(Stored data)

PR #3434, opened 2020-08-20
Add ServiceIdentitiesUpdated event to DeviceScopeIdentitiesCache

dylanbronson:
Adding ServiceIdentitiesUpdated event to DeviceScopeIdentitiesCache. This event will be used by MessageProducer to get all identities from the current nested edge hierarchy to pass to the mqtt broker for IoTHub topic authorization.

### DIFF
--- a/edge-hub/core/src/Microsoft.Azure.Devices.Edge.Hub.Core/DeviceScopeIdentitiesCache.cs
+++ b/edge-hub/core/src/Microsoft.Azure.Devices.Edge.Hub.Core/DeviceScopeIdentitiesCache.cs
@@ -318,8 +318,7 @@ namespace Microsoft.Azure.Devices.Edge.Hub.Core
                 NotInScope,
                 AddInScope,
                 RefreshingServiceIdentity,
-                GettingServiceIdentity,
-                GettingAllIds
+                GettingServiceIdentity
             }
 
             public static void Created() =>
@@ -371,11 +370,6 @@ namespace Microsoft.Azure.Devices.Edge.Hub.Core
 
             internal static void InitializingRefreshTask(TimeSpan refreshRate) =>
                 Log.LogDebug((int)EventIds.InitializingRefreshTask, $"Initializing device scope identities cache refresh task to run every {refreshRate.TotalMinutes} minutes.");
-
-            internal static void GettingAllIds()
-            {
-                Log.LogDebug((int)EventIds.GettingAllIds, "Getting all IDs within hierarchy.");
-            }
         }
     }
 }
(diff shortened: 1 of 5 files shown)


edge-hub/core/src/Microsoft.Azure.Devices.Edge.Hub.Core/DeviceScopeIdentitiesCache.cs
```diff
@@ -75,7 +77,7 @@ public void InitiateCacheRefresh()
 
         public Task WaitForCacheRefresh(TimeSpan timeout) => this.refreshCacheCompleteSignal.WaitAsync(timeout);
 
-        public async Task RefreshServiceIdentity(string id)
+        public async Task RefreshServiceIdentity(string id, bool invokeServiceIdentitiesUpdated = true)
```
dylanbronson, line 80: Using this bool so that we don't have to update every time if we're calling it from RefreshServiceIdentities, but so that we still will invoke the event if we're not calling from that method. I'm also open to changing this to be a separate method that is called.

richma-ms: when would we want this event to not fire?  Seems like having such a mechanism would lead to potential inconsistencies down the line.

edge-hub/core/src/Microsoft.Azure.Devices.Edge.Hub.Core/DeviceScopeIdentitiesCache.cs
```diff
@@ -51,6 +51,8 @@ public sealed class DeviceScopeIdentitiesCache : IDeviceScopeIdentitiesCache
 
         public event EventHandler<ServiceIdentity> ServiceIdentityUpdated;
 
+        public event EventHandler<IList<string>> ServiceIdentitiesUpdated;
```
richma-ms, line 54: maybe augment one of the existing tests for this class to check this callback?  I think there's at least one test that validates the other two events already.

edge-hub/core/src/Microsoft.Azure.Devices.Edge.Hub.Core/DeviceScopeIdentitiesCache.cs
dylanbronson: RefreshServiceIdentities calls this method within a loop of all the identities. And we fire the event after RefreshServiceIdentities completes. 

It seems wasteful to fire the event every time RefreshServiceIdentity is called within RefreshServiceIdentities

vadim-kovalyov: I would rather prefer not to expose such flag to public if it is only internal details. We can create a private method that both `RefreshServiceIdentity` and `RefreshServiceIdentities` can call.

* * *

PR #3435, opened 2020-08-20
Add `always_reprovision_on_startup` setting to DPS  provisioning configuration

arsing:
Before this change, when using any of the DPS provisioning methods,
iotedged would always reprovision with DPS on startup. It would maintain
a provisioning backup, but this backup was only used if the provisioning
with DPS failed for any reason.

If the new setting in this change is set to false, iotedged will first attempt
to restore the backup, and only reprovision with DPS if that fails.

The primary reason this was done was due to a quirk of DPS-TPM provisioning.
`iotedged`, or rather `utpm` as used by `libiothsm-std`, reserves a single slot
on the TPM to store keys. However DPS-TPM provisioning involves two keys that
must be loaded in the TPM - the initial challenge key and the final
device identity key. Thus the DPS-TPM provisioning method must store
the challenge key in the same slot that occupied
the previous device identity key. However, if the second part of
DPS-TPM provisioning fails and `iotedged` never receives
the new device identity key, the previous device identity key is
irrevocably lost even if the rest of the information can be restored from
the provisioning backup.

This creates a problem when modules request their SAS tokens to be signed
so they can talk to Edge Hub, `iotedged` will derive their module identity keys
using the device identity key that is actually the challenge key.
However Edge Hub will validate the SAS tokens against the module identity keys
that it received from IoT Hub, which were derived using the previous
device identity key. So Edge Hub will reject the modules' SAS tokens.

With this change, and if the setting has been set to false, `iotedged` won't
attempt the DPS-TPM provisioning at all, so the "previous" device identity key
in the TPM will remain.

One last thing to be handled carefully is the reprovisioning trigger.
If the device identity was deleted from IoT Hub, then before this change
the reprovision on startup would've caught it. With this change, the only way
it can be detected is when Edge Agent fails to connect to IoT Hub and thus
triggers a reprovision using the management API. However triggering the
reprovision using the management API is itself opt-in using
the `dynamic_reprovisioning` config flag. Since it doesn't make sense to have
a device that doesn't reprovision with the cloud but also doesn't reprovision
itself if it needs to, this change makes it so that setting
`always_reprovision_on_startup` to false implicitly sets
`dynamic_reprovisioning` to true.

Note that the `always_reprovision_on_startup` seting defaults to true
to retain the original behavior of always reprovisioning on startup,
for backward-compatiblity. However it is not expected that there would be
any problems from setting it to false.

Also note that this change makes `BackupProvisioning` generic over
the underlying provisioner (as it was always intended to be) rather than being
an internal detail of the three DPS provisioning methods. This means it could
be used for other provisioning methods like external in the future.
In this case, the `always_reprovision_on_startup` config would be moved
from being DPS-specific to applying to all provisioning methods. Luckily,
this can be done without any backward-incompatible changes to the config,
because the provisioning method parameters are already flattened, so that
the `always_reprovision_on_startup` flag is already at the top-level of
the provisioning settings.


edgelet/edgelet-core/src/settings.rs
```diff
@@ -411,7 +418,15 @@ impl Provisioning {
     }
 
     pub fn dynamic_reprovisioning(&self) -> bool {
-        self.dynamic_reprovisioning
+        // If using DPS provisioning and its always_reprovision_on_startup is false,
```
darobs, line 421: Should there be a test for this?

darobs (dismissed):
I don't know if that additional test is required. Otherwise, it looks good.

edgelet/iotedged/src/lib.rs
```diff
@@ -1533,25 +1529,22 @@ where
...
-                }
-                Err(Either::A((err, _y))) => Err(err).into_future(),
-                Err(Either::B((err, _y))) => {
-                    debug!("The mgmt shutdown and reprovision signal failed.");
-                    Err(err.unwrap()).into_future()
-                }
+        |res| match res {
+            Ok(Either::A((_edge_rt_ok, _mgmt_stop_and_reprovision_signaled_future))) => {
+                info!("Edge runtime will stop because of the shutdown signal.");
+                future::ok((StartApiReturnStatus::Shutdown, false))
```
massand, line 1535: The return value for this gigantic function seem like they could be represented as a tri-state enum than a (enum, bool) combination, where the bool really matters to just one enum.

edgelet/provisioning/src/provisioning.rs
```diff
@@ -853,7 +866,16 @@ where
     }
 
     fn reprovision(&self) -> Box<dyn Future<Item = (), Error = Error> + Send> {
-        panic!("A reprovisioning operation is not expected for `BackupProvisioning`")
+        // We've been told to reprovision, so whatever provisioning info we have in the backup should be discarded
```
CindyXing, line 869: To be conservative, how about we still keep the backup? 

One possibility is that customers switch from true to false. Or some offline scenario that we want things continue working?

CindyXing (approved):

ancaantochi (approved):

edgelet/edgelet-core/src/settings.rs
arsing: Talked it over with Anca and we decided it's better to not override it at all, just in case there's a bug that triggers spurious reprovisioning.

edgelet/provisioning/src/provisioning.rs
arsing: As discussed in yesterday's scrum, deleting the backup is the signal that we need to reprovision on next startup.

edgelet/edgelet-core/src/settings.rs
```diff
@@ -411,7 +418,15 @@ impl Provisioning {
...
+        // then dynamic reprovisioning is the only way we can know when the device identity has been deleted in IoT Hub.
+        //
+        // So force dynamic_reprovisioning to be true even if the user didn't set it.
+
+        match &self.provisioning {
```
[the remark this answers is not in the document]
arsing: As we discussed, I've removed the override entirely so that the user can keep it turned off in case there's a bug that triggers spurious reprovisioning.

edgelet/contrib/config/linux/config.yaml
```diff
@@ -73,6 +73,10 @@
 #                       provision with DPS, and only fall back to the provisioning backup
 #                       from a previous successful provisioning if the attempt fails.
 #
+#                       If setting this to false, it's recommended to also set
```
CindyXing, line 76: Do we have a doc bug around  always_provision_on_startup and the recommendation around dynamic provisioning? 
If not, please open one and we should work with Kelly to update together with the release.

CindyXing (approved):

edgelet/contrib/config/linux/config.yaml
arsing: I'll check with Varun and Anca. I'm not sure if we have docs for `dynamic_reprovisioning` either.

◆ REQUIRED ACTION: Looking at the data above, work out how many lines contain "string" and answer with the figure only.

◆ FINISHED EXERCISE: 3